方员外那般献媚殷勤,料定他爹多半是上京的大官,
许景澧低头扫了一眼腰间的锦鲤佩,眨了眨眼,呆在原地,
初次见面便已经猜出了个大概,
她好聪明。
“我不在乎你到底是谁,”韶音蓦的转过身盯住身前的男子,“只要你不做损人利己之事,你说你是许景澧,”
眼睫轻颤,
“我就信。”
闻言,许景澧略显慌乱,承诺道:“我不骗你,我此生都不会骗你。”
韶音:“……”
怎么会有人一许诺便是此生啊,
韶音怔怔看着面前的少年郎一脸无措的模样,一瞬间,仿若能听到自己的心跳,
“我去看看药煎的如何,”韶音带着泛红的脸急匆匆走了出去,
许景澧跟在后面,“我也去。”
……
“我一定去浮璃塔!”乔天醉手中双刀旋飞,直接切掉了假山的一块角,
潺潺听泉被激起几尺高,落了一地的水,
乔天醉还不解气,她鼓着嘴,气呼呼的,“谁说我不行。”
她要去浮璃塔,她要去陪师姐,她才不要窝在这一方天地当废物,
可苻生偏不让,
什么寻找尾则啊,那分明就是给弱者找个事儿干,
什么替补啊,她在派中看过的那些比试,替补永远都是队伍里的尾巴,
她才不愿意!
她就烦他,缠着他,在他耳边念叨,没想到苻生直接选择逃避她,无视她,
可恶!!!
“天醉,”
这一声温柔的呼唤,立马把乔天醉的怒气降下来,“锦鲤哥哥?”
许景澧俯身将手中之物递给她,“你不是喜欢我那浮屠金铃吗?我手头空下来给你做了一个一模一样的,看看可还喜欢?”
乔天醉声音糯糯,“嗯,哥哥真好。”她拿着爱不释手,又惊又喜,
许景澧轻揉几下乔天醉的头,宠溺地笑道:“那既如此,可否听我说几句呢?”
乔天醉点头,
“你大师兄安排阿音去浮璃塔定是有他的考虑,我们每个人都有任务在身,所以要乖乖的,不给他添乱,好不好?”
“可是师姐去那边很危险。”
“还有我啊。”许景澧含笑的嗓音渐渐郑重起来,
“出了方府,每个地方都会有危险,我们接下来所行之事都会在刀口上渡过,没有人可以独善其身,我们在救别人,也在救己,天醉可明白?”
她看着眼前的人,少年眸光炯炯,身影与天光重叠,仿佛一下子回到了九年前,那个人跟她说的那句‘救己亦是救人’尤在耳畔,
乔天醉眨了眨眼,迟钝地点头回应,
“事关生死,我们不能意气用事。
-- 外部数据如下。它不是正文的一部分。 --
Issue #1276, opened 2020-09-18
Following Quickstart instructions yields non-functional deployment.


robwafle:
**Describe the bug**
Following Quickstart instructions yields non-functional deployment.

**To Reproduce**
1. Follow the quickstart instructions here: https://docs.microsoft.com/en-us/azure/healthcare-apis/fhir-oss-portal-quickstart

**Expected behavior**
https://SERVICENAME.azurewebsites.net/metadata should return a capability statement.

**Actual behavior**
https://SERVICENAME.azurewebsites.net/metadata returns ERR_INVALID_RESPONSE.

Looking inside of app insights, I see this error:
```The MetadataAddress or Authority must use HTTPS unless disabled for development by setting RequireHttpsMetadata=false```
 
But, I am using https for my request.  Does something inside the service need to use https?  If so, shouldn't https be used by default, so the template works as-is?  

I haven't made any configuration changes.

robwafle:
I was able to get a successful deployment after many tries.

It seems if I don't check the last option, "Sql Schema Auto Updates Enabled" SQL tables are missing and I get: HTTP Error 500.30 - ANCM In-Process Start Failure when trying to access the /metadata endpoint.

It seems if I specify Security Authentication Authority, Security Authentication Audience and Enable Aad Smart On Fhir Proxy, that's when I get the ERR_INVALID_RESPONSE and The MetadataAddress or Authority must use HTTPS unless disabled for development by setting RequireHttpsMetadata=false in the logs.

CaitlinV39:
AB#76138

CaitlinV39:
@robwafle thank you so much for identifying this. We are updating Sql Schema Auto Updates Enabled to be a required field and also updating our help text to address this. In a production scenario you would set this to false and use our Schema Migration tool but in a test/dev environment true should be fine. I will post here once this is resolved. We can also add more details into our OSS guide to help with the optional fields.

CaitlinV39:
@robwafle I'm updating the documentation to make sure that this is more clear. I'm going to close this as a duplicate against the other issue but will combine all doc issues from this as well into that update.

Issue #1297, opened 2020-09-24
DB schema is not creating automatically


eladiw:
**Describe the bug**
using latest build (stu3_fhir-server:build-20200912-1) on a new AKS cluster + new,empty DB does not create the DB schema and pods fail to start

**To Reproduce**
1.) Create an empty database
2.) Deploy the Fhir Server image with tag stu3_fhir-server:build-20200912-1, using environment variables:
SqlServer__AllowDatabaseCreate: true
SqlServer__ConnectionString: empty-db-conn-string
3.) The container fails to start. See screenshot attachment showing StackTrace

4.) To work around the issue, we deploy an older image tag stu3_fhir-server:build-20200819-1 and the schema is created
![image](https://user-images.githubusercontent.com/13205761/94113477-9beb9300-fe4f-11ea-880d-1e19969eda4b.png)

**Expected behavior**
DB schema is expected to be created automatically

**Actual behavior**
pods fail to start. using a workaround we managed to get the pods to work (started with lower version and upgraded)

brendankowitz:
@eladiw thanks for highlighting this. I think there is a second setting `SqlServer__SchemaOptions__AutomaticUpdatesEnabled` which is now required for the schema updates to run. We'll use this ticket to track cleaning this up

CaitlinV39:
AB#76268

balteravishay:
FYI, this issue is also affecting the standard deployment to Azure of FHIR server OSS. 
the ARM template sets this parameter to false, causing the solution to initially be at at a fault state, until the config is changed and the app is restarted.

https://github.com/microsoft/fhir-server/blob/7fab70ab5c350926a420e29f56a7046c57c50037/samples/templates/default-azuredeploy.json#L149

rbans96:
> FYI, this issue is also affecting the standard deployment to Azure of FHIR server OSS.
> the ARM template sets this parameter to false, causing the solution to initially be at at a fault state, until the config is changed and the app is restarted.
> 
> https://github.com/microsoft/fhir-server/blob/7fab70ab5c350926a420e29f56a7046c57c50037/samples/templates/default-azuredeploy.json#L149

The default value for sqlSchemaAutomaticUpdatesEnabled is false only for CosmosDB server and for SQL Server, the default value is null so that we can choose true/false value as per our requirement.

CaitlinV39:
The resolution for this has been merged so closing this item.

PR #1301, opened 2020-09-24
Updates template for automatic SQL schema updates flag

rbans96:
## Description
Updates template for automatic SQL schema updates flag to default it to empty and make mandatory to select either of the value(true/false). The description of the flag is also updated.

## Related issues
Addresses #[AB76233](https://microsofthealth.visualstudio.com/Health/_boards/board/t/Resolute/Stories/?workitem=76233) and addresses #1276  

## Testing
Tested by customizing the template on azure portal

### DIFF
--- a/samples/templates/default-azuredeploy-docker-sql.json
+++ b/samples/templates/default-azuredeploy-docker-sql.json
@@ -147,9 +147,8 @@
         },
         "sqlSchemaAutomaticUpdatesEnabled": {
             "type": "bool",
-            "defaultValue": false,
             "metadata": {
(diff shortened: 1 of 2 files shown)


CaitlinV39 (commented):
Should we add in the help text that you should use the schema migration tool if you set to false?

CaitlinV39:
Related to #1297

brendankowitz:
Does this also effect docker container template?

rbans96:
> Does this also effect docker container template?

Thanks, updated the docker template as well.

brendankowitz (approved):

”许景澧眼神凝滞,语气变得沉重,“我不保证将阿音安全完整的带回来,”
“但她在哪,我就在哪,我会陪着她。”
乔天醉听懂了他的话,乖乖又点了几下头,
等许景澧走后,她也不耍混了,开始独自认真练武,
长廊处,一个高大的身影隐没在幕帘后,姬淮观望已久,看着练刀的小孩默默收起自己方才准备拿出来的东西,安静注视乔天醉的动态,
“小屁孩都躲远点,刀剑无眼哈。”乔天醉见前面来了一排小孩,她紧急收刀,嫌弃地驱赶起来,
唐舟第一个站出来,“我也想学。”
乔天醉肉脸抽搐,
原来不是跑来玩,是来学本事的,
乔天醉叉着腰,信誓旦旦:“学这个做什么?我可以保护你们。”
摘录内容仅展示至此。